Pi: Fundamental To Everything

by Bruce E. Camber   Pi-Day Celebrations   It’s Perfect

One of our goals is to help us all think about pi in new ways. There is a surprising amount of original work 1 around our never-ending, never-repeating, always-the-same, π (pi). We all can learn something new about pi. After all, it is our most important dimensionless constant, arguably the most-used ratio (equation) in the universe. For example, Steven Strogatz, a mathematics professor at Cornell, wrote Why Pi Matters for The New Yorker for March 13, 2015. That article pushed me right back into 1961, my earliest explorations of geometry and physics. He pushed me to think about pi in new ways. Fourier’s work came alive for the first time.2

I opened an email from my friends at MIT’s OCW or OpenCourseWare,3  “Counting down to Pi Day.” It was signed by Krishna Rajagopal, a distinguished physics professor and now also the Dean for Digital Learning:

Re: Counting down to Pi Day (π )

Dear Bruce,

March 14 is a big day for MIT. It’s Pi Day, the annual celebration of the mathematical constant π, (and you know how we feel about math). It’s the day MIT shares its admissions decisions every year for the incoming undergraduate class. And, for the past two years, it’s been MIT’s global day of giving to support the Institute.

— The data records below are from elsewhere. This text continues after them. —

PR #2543, opened 2020-04-07
Make the 'bleeding edge' CI test build libtiff and openexr from master

lgritz:
The idea of this "bleeding edge" entry in the CI test matrix is to
really use the very latest toolchain, in order to spot problems long
before users will encounter them.

To that end, let's make sure we are building and testing the current
master of libtiff and OpenEXR.

### DIFF
--- a/.github/workflows/workflow.yml
+++ b/.github/workflows/workflow.yml
@@ -69,7 +69,7 @@ jobs:
             source src/build-scripts/ci-build-and-test.bash
 
   linux-bleeding:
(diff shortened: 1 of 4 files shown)


hobbes1069:
Not that I'm suggesting you actually go to the trouble to do this, but if you moved over to Fedora Rawhide you would also get the latest GCC. Rawhide is basically the test ground for gcc pre-releases.

lgritz:
GitHub CI doesn't give me the option to switch to a different distro.

hobbes1069:
Yeah, that's a shame too. I think there's a way to do it through docker but that's probably more trouble than it's worth.

Issue #2544, opened 2020-04-07
[BUG]Error with concurrent reading jpeg files from IOMemReader


etsach:
**Describe the bug**
I'm accessing a JPEG texure through TextureSystem and ImageCache multiple times, in several concurrent threads. The JPEG file is first loaded to a memory buffer, and added to the image cache using IOMemReader proxy.

**To Reproduce**
Simple test program attached : it loads the JPEG file in memory, and adds it with a proxy to the TextureSystem underlying ImageCache. Then, multiple threads are started (as much as hardware concurrency) and lookup the texture through the TextureSystem.

[bug-2544.zip](https://github.com/OpenImageIO/oiio/files/4444783/bug-2544.zip)

**Expected behavior**
It shouldn't produce any error and always give the same output

**Evidence**
Random error messages : 

> Could not open file "membuffer-grid.jpg"

The code works sometimes. It always works properly with a single thread, the problems get more frequent with more threads.
The issue also happens when OSL is in the loop, with more explicit error messages through the error handler, such as:

> Error:[RendererServices::texture] Could not open file "membuffer-grid.jpg"
> Error:[RendererServices::texture] JPEG error: Improper call to JPEG library in state 0 ("membuffer-grid.jpg")
> JPEG error: Improper call to JPEG library in state 0 ("membuffer-grid.jpg")
> JPEG error: Improper call to JPEG library in state 0 ("membuffer-grid.jpg")

**Platform information:**
 - OIIO 2.1.10
 - OS: ubuntu 18.04
 - C++ compiler: clang 7
 - Any non-default build flags when you build OIIO:
`cmake -DCMAKE_CXX_FLAGS="-Wno-macro-redefined"`

etsach:
I believe this issue is due to IOProxy which cannot be shared between threads. The internal state (file handle or memory pointers) can not be used by multiple threads, even if we add locking.
It's not an issue in the common use case, when no oiio::ioproxy parameter is set, since the InputImage then creates a local, non shared IOFile class.

Here are two possible fixes I can  see:

1. Create a IOProxyFactory class. Add an  "oiio::ioproxyfactory" parameter to ImageSpec to pass a pointer to an IOProxyFactory. Modify input plugins, so that they look first for an IOProxyFactory before an IOProxy, and if they find one, use it to create an IOProxy local to the ImageInput. Specify in the documentation that oiio::ioproxy can't be used if the texture will be read from multiple threads, for instance through an ImageCache

[...]

PR #2549, opened 2020-04-11
JPEG & PNG: Fix loss of config info upon close and reopen

lgritz:
Both the JPEG and PNG readers, because the can only read scanlines in
strictly ascending order, have a section where if they need to backtrack,
they do so by closing the file and re-opening.

But in this close/open, any 'config' settings they were passed when they
opened the first time would get lost. And this could include the IOProxy
they were supposed to be using.

The config info needs to be remembered and applied again if the file
is closed and reopened internal to the reader's operations.


lgritz:
Closes #2544

lgritz:
Original reporter of the bug says that this patch fixes it. Merging.

PR #2555, opened 2020-04-13
Raise openjpeg minimum to 2.0

lgritz:
Openjpeg releases 2.0 in 2015. Continuing to support 1.5 should not be
necessary for future releases.


lgritz:
I'll let this sit here for several days. If anybody objects to raising the openjpeg minimum to 2.0+, please comment here. Otherwise, I'll merge it next week.

PR #2564, opened 2020-04-24
Avoid pulling in tbbmalloc

fpsunflower:
I have no idea if this if the right "cmake" way to fix this, but we've been trying to flush out tbbmalloc from our link path and this was one of the places it was being added.

### DIFF
--- a/src/openvdb.imageio/CMakeLists.txt
+++ b/src/openvdb.imageio/CMakeLists.txt
@@ -5,5 +5,5 @@
 if (OPENVDB_FOUND)
     add_oiio_plugin (openvdbinput.cpp
                      INCLUDE_DIRS ${OPENVDB_INCLUDE_DIRS} ${TBB_INCLUDE_DIRS}
-                     LINK_LIBRARIES ${OPENVDB_LIBRARIES} ${TBB_LIBRARIES} ${BOOST_LIBRARIES})
+                     LINK_LIBRARIES ${OPENVDB_LIBRARIES} ${TBB_tbb_LIBRARY} ${BOOST_LIBRARIES})
 endif()


fpsunflower:
I'm mainly submitting this PR as a way to see what the CI reports back :)

lgritz:
I wonder if it's better to have something like

    if (NOT TBB_COMPONENTS)
        set (TBB_COMPONENTS tbb)
    endif ()
    foreach(_comp ${TBB_COMPONENTS})

and then, if we want other components (or if somebody else reuses this FindTBB.cmake module), it's easy to modify it from the outside to add other tbb components. In particular, it would make a config time `-DTBB_COMPONENTS="tbb;tbbmalloc_proxy"` be able to add the proxy library with no other modifications.

fpsunflower:
Sure, let me add that patch. At least the CI seems happy with taking the others out!

lgritz:
You know, I think also a valid solution is not to modify this file at all, but instead, in src/openvdb.imageio/CMakeLists.txt, change the reference to `${TBB_LIBRARIES}` to `${TBB_tbb_LIBRARY}`.  Maybe the bug is that we were inadvertently pulling in all the components when we just needed the one?

fpsunflower:
I can try that ..

fpsunflower:
Even better -- that line doesn't need to link to any libraries at all it looks like!

fpsunflower:
I opted for doing both. I think in most cases you only need the "tbb" component. "preview" is for stuff that is so bleeding edge its not part of the main library, and the malloc library is better handled at an application level as we've discussed on the OSL side.

Using VDB requires being able to find the tbb headers , but doesn't seem to need to link against them.

fpsunflower:
If in the future we have another use for tbb (please no) then at least we won't re-introduce the malloc library this way.

fpsunflower:
Not all platforms were happy about that ... lets see if third time's the charm?

lgritz:
TBH, I'm on the fence about the FindTBB.cmake change. We were using it incorrectly. We never should have asked for all the libraries.

src/openvdb.imageio/CMakeLists.txt
```diff
@@ -5,5 +5,5 @@
 if (OPENVDB_FOUND)
     add_oiio_plugin (openvdbinput.cpp
                      INCLUDE_DIRS ${OPENVDB_INCLUDE_DIRS} ${TBB_INCLUDE_DIRS}
-                     LINK_LIBRARIES ${OPENVDB_LIBRARIES} ${TBB_LIBRARIES} ${BOOST_LIBRARIES})
+                     LINK_LIBRARIES ${OPENVDB_LIBRARIES} ${TBB_tbb_LIBRARIES} ${BOOST_LIBRARIES})
```
lgritz, line 8: I think it's `${TBB_tbb_LIBRARY}`

lgritz: Never mind! I see now that you are correct.

fpsunflower:
So back out the other change then?

lgritz:
I think that might be best.

Now, on my Mac (homebrew), there is a /usr/local/lib/cmake/TBB/TBBConfig.cmake. If all proper TBB installs include this (and did so dating back to the oldest TBB people are likely to use), then we don't need FindTBB.cmake at all. I can investigate that separately, maybe this file will go away eventually anyway.

PR #2567, opened 2020-04-26
writeable -> writable

lgritz:
Nick Black points out that in many places we have used "writeable", which
is (depending on which dictionary you check) is either a less commonly
used variant of "writable", or just an outright misspelling.

Even charitably interpreting it as an alternate spelling, let's standardize
on the more common variant.

There's only one API function where this comes into play, so to preserve
link compatibility, we'll have both ImageBuf::make_writable() and
make_writeable() as a deprecated synonym that will eventually disappear.


lgritz:
@dankamongmen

At OCW, we’ve surpassed our Pi Day goal the past two years because of generous supporters like you who believe in our mission of transforming education through open access…

(And he goes on…)

I thought to myself, “Everybody is always looking for money. We need to be looking for more meaning. We should be digging more deeply into the very nature of pi.”

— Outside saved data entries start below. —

PR #2572, opened 2020-04-29
Add the raw:flip attribute

servantf:
## Description

Adding the "raw:flip" attribute. 

This field is set by LibRaw when the image has been rotated internally. 
From my understanding, this is an equivalent to the exif:orientation (Don't know why it is not in this exif).

## Tests

I don't think a test is needed as it is only an export of a known LibRaw structure's field.

## Checklist:

- [ X My code follows the prevailing code style of this project.

### DIFF
--- a/src/raw.imageio/rawinput.cpp
+++ b/src/raw.imageio/rawinput.cpp
@@ -601,7 +601,9 @@ RawInput::open_raw(bool unpack, const std::string& name,
     // The "flip" field gives the information about this rotation.
     // This rotation is dependent on the camera orientation sensor.
     // This information may be important for the user.
-    m_spec.attribute("raw:flip", sizes.flip);
+    if (sizes.flip != 0) {
+        m_spec.attribute("raw:flip", sizes.flip);
+    }
 
     // FIXME: sizes. top_margin, left_margin, raw_pitch, mask?
 
--- a/src/raw.imageio/rawinput.cpp
+++ b/src/raw.imageio/rawinput.cpp
@@ -596,6 +596,13 @@ RawInput::open_raw(bool unpack, const std::string& name,
 
     const libraw_image_sizes_t& sizes(m_processor->imgdata.sizes);
     m_spec.attribute("PixelAspectRatio", (float)sizes.pixel_aspect);
+    
+    // Libraw rotate the pixels automatically. 
+    // The "flip" field gives the information about this rotation.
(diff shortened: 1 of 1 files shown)


lgritz:
Most of the CI tests are failing, because all the raw-related tests now have additional "raw:flip" data in their metadata printing output. Maybe you should only set the attribute if the field is set to a non-default value?

But I'm also wondering if instead of returning this value as a separate field -- which would go unrecognized by any app that wasn't intentionally looking for it -- maybe a better approach would be to simply incorporate it into the "Orientation" that is reported for the image? In other words, the raw file may be in some sense have both the exif orientation and the flip value, and the combination of those tells you how to view the image, but from OIIO's perspective it can fold both into the orientation and then any app that already responds to orientation will automatically also understand the raw flip.

servantf:
Definitely a good idea to merge it with orientation. However i am not confident currently with the "universal" meaning of the flip values. I only have Canon cameras and their values seems very similar to the exif orientation possible values.

lgritz:
Usually with libraw, if the field is not in one of the "maker" structures, it tends to mean the same thing for all cameras.

lgritz:
https://www.libraw.org/docs/API-datastruct-eng.html  That says it's the same as orientation? Or does it override orientation?

https://www.libraw.org/node/2445  (read the whole thread) that's also a little alarming, it may be the 1-8 orientation tag, or it may be a degree value?

servantf:
https://github.com/LibRaw/LibRaw/blob/master/src/x3f/x3f_parse_process.cpp#L119

I found an example. However, there is this function after : 

https://github.com/LibRaw/LibRaw/blob/master/src/preprocessing/raw2image.cpp#L31

lgritz:
OK, so our code should look at the flip value, if it's a multiple of 90 then we convert to a proper orientation. And then... put the results into Orientation, overriding any Exif value?

servantf:
I am not sure you're right.

For me, orientation describe a rotation to be done by the viewer. That is, the array described by the image is still the "sensor array".

Flip describe a rotation already applied to the image. The image is not to be done by the viewer. However, it may still be a valuable information for some applications.

lgritz:
OK, in that case, then let's go ahead and set "raw:flip" without altering "Orientation." But I think you should only set the flip attribute when it's a non-default value. There's no need to clutter the metadata (and alter all the unit test reference output) for an attribute that is almost never used, except in cases where it is.

PR #2593, opened 2020-05-27
Extra test for multiplication

lgritz:
SSE2 lacks an instruction for 32 bit SIMD int multiply. SSE4 has
it. We simulate it with a trick using unsigned multiply on SSE2. Chris
wondered if this alternate code path was adequately tested for
negative numbers, so I added a test to be sure.


fpsunflower:
Thanks!

PR #4435, opened 2024-09-18
admin: change docs and comments references master -> main

lgritz:


jessey-git (approved):
Looks good. I was just about to submit something similar for fetching the correct oiio-images branch but looks like you got that here too.

PR #4440, opened 2024-09-25
Add JXL as a req'd dep.

stolk:
The INSTALL.md documentation lists dependencies that are required, and dependencies that are optional.

JXL is a required dependency that is not in the list.

This MR adds that dependency to the documentation.

This MR also sets an upper bound on libfmt, because fmt version 11 is incompatible with OpenImageIO.

N/A

N/A

## Checklist:

  doesn't change the API.)
  nonconforming.

### DIFF
--- a/INSTALL.md
+++ b/INSTALL.md
@@ -26,9 +26,11 @@ NEW or CHANGED MINIMUM dependencies since the last major release are **bold**.
  * **OpenColorIO >= 2.2** (tested through 2.3 and main)
  * libjpeg >= 8 (tested through jpeg9e), or **libjpeg-turbo >= 2.1** (tested
    through 3.0)
- * **[fmtlib](https://github.com/fmtlib/fmt) >= 7.0** (tested through 10.2).
+ * **[fmtlib](https://github.com/fmtlib/fmt) >= 7.0 < 11**
    If not found at build time, this will be automatically downloaded unless
    the build sets `-DBUILD_MISSING_FMT=OFF`.
+ * **JXL >= 0.10.1**
+
 
 ### Optional dependencies -- features may be disabled if not found
  * If you are building the `iv` viewer (which will be disabled if any of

The more we know, the more we grow.
The more we know, the more there is to know
.
So, I immediately wrote back:

Dear Dean Prof. Dr. Krishna Rajagopal:

Let’s make Pi Day a real pi day.Let’s quiz the student body:
1. Where does pi come into play within the big bang?
2. How does pi affect wormholes and blackholes?
3. What does pi do at the Planck scale units of length, time, mass and charge?
4. What role does pi play in defining all our dimensionless constants?
5. Is pi the essence of a finite-infinite bridge?
6. Are pi’s never-ending, never-repeating numbers the essence of infinity?

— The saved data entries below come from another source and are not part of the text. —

Issue #4436, opened 2024-09-20
[MEMORY] Reduce file descriptors memory footprint in the ImageCache 


bfraboni:
We would like to reduce the memory usage of file descriptors in the `ImageCache` as we observed a large amount of duplicated data. This is mainly due to image descriptors (`ImageSpec` ) being stored for each mip map (`LevelInfo` ) of each sub-image (`SubImageInfo`).

Clearing up some memory should be possible in that area ( `LevelInfo / SubImageInfo` ) but needs a bit a refactor, that I'm happy to start during DevDays with help from @lgritz.

More to come in the next comments about the approach to follow.
```[tasklist]
### Tasks
- [ ] https://github.com/AcademySoftwareFoundation/OpenImageIO/pull/4442
```

lgritz:
Yes, I agree that we want to store the ImageSpec per subimage, and the individual MIP levels really only need to know their resolutions and tile sizes, I think those are the only things that meaningfully differ from one MIP level to the next. They don't all need their own ImageSpec's at all.

lgritz:
Additionally, even at the subimage level, we currently store both a "spec" and a "nativespec".

The original concept was that nativespec reflects what was in the file, whereas spec describes what's in memory in the cache. The main way they can differ is (a) in the cache, only a few pixel data types are allowed (uint8, uint16, half, float) and all channels must be the same data type, whereas in the file they can be other types and can differ among the channels; (b) in the cache, the image always appears "tiled", sometimes the real tiling of the file, sometimes looking like one big tile for the whole image, sometimes looking tiled even though it's not ("autotile"). But the real metadata will not change.

(In my defense, when this was designed, we saw a lot less metadata in files, certainly not big things like ICC profiles, thumbnails, or other big things. So having a second ImageSpec didn't seem like a big deal, but now it is.)

OK, so what I'm thinking is that we could store only ONE ImageSpec per subimage, and then only the couple of fields that explain how it differs between the file and the buffer. 

I'm not yet of a strong opinion whether the one spec should be the file, with separate fields for the data format and tile size of the buffer? Or if the spec should be the buffer, with additional fields saying what the data formats and tiling was like in the file?  (Probably the first option, but I'm not 100% sure.)

The question is what to do about the get_imagespec() and imagespec() methods, both of which take a `native` flag to say which it's selecting.

IC::get_imagespec makes a copy, so it could copy the one imagespec and then modify those few extra fields if they're asking for the other kind.

[...]

PR #4442, opened 2024-09-25
api: remove redundant ImageSpec from ImageCache (issue #4436)

bfraboni:
## Description

First draft of frontend changes for  issue #4436.

## Checklist:

- [x] change `imagespec`, `get_imagespec` API calls in ImageCache, ImageCacheImpl, TextureSystem and all calls.
- [x] add `get_cache_dimensions` to access cache internal mip level dimensions
- [x] add `get_cache_dimensions` unit tests once we validate the new version
- [ ] change backend to reduce memory usage (might be a different PR)

### DIFF
--- a/src/include/OpenImageIO/imagecache.h
+++ b/src/include/OpenImageIO/imagecache.h
@@ -766,7 +766,7 @@ public:
         return get_imagespec(file, thread_info, spec, subimage);
     }
 
-    /// Return a pointer to an ImageSpec associated with the named image file.
+    /// Return a pointer to an ImageSpec that describes the named image file.
     /// If the file is found and is an image format that can be read,
     /// otherwise return `nullptr`.
     ///
@@ -814,11 +814,13 @@ public:
     }
 
     /// Copy the image dimensions (x, y, z, width, height, depth, full*,
-    /// nchannels, format) and data types associated with the named image
+    /// nchannels, format) and data types that describes the named image
     /// cache file for the specified subimage and miplevel. It does *not*
     /// copy arbitrary named metadata or channel names (thus, for an
     /// `ImageSpec` with lots of metadata, it is much less expensive than
-    /// copying the whole thing with `operator=()`).
+    /// copying the whole thing with `operator=()`). The associated
+    /// metadata and channels names can be retrieved with `imagespec()`
+    /// or `get_imagespec`.
     ///
     /// @param  filename
     ///             The name of the image, as a UTF-8 encoded ustring.
--- a/src/include/OpenImageIO/imagecache.h
+++ b/src/include/OpenImageIO/imagecache.h
@@ -724,8 +724,15 @@ public:
                         int miplevel, ustring dataname, TypeDesc datatype,
                         void* data);
 
-    /// Copy the ImageSpec associated with the named image file.
+    /// Copy the ImageSpec that describes the named image file.
     ///
+    /// Note that the spec returned describes the file as it exists in the
+    /// file, at the base (highest-resolution) MIP level of that subimage.
+    /// Certain aspects of the in-cache representation may differ from the
+    /// file (due to ImageCache implementation strategy or options like
+    /// `"forcefloat"` or `"autotile"`). If you really need to know the
+    /// in-cache data type, tile size, or how the resolution or tiling changes
+    /// on a particular MIP level, you should use `get_cache_dimensions()`.
     /// @param  filename
     ///             The name of the image, as a UTF-8 encoded ustring.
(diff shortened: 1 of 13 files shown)


src/include/OpenImageIO/imagecache.h
```diff
@@ -724,42 +724,29 @@ class OIIO_API ImageCache {
                         int miplevel, ustring dataname, TypeDesc datatype,
                         void* data);
 
-    /// Copy the ImageSpec associated with the named image (the first
-    /// subimage & miplevel by default, or as set by `subimage` and
-    /// `miplevel`).
+    /// Copy the ImageSpec associated with the named image file.
```
lgritz, line 727: I would like to suggest elaborating a bit more here:

```suggestion
    /// Copy the ImageSpec that describes the named image file.
    ///
    /// Note that the spec returned describes the file as it exists in the
    /// file, at the base (highest-resolution) MIP level of that subimage.
    /// Certain aspects of the in-cache representation may differ from the
    /// file (due to ImageCache implementation strategy or options like
    /// `"forcefloat"` or `"autotile"`). If you really need to know the
    /// in-cache data type, tile size, or how the resolution or tiling changes
    /// on a particular MIP level, you should use `get_cache_dimensions()`.
```

lgritz:
Other than the comment I made about elaborating the description a bit, this is all looking great to me.

We talked in a different channel about adding back some very minimal inline methods to keep back compatibility for now, so I know that's still on its way, but if that ends up straightforward, we should be able to merge this without any trouble. Then the API will be nailed down and you can do the further changes to the internals without any additional compatibility breaks during our upcoming beta period.

src/include/OpenImageIO/imagecache.h
bfraboni: Done in [this commit](https://github.com/AcademySoftwareFoundation/OpenImageIO/pull/4442/commits/f1c97b62efc06a2707810cd0cd2ae13cd7df3153)

bfraboni:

Pi Day Cheesecake from 7ate9 Bakery

I am sure there are millions more important questions about pi that your student body could ask and should answer. My little sampling just above is off the cuff.

So first, we’ll need to get the best possible questions listed. Let’s post those as an on-going challenge to the student body with a system of one person – one vote. All questions are initially posted. The ones with the highest votes rise to the top. The ones with the most negative votes are deleted.

Each year any new answers to each question are posted; and again, one person-one vote, the best rise to the top. We could annually reward the five best questions and the five best answers.

That would be two contests:
1. Who can come up with the best questions to get into the core values of pi? We can get started as soon as somebody writes that code for your website.
2. Then, who can come up with the best answers to the best questions about pi?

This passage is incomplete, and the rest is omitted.